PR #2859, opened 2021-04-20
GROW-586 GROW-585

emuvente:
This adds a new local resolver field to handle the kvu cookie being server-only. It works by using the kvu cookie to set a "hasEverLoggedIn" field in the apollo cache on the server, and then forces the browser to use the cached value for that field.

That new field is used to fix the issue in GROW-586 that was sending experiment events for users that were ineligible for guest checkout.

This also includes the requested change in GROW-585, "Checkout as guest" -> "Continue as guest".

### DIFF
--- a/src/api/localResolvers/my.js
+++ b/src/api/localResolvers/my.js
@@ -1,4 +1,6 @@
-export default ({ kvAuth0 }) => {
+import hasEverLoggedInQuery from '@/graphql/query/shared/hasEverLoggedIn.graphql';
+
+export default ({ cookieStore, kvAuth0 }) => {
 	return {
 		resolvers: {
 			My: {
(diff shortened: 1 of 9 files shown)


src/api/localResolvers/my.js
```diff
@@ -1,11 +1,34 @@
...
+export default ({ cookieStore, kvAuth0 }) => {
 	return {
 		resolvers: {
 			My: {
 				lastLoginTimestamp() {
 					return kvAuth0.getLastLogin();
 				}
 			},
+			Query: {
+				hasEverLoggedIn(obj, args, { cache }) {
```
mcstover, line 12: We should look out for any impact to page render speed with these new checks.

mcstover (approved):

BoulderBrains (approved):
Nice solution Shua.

________________________________________

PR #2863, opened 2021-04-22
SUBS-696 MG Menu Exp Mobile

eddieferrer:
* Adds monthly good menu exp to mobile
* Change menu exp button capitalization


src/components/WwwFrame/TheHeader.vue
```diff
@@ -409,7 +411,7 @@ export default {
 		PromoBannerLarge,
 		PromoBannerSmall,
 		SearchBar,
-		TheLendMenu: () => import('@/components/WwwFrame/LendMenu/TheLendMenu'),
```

________________________________________

WHAT IS EXPECTED
In the entries above, the lines between the one holding "PR #2859, opened 2021-04-20" and the one holding "Nice solution Shua.", inclusive, are to be printed exactly as written, and those alone.

RESULT
PR #2859, opened 2021-04-20
GROW-586 GROW-585

emuvente:
This adds a new local resolver field to handle the kvu cookie being server-only. It works by using the kvu cookie to set a "hasEverLoggedIn" field in the apollo cache on the server, and then forces the browser to use the cached value for that field.

That new field is used to fix the issue in GROW-586 that was sending experiment events for users that were ineligible for guest checkout.

This also includes the requested change in GROW-585, "Checkout as guest" -> "Continue as guest".

### DIFF
--- a/src/api/localResolvers/my.js
+++ b/src/api/localResolvers/my.js
@@ -1,4 +1,6 @@
-export default ({ kvAuth0 }) => {
+import hasEverLoggedInQuery from '@/graphql/query/shared/hasEverLoggedIn.graphql';
+
+export default ({ cookieStore, kvAuth0 }) => {
 	return {
 		resolvers: {
 			My: {
(diff shortened: 1 of 9 files shown)


src/api/localResolvers/my.js
```diff
@@ -1,11 +1,34 @@
...
+export default ({ cookieStore, kvAuth0 }) => {
 	return {
 		resolvers: {
 			My: {
 				lastLoginTimestamp() {
 					return kvAuth0.getLastLogin();
 				}
 			},
+			Query: {
+				hasEverLoggedIn(obj, args, { cache }) {
```
mcstover, line 12: We should look out for any impact to page render speed with these new checks.

mcstover (approved):

BoulderBrains (approved):
Nice solution Shua.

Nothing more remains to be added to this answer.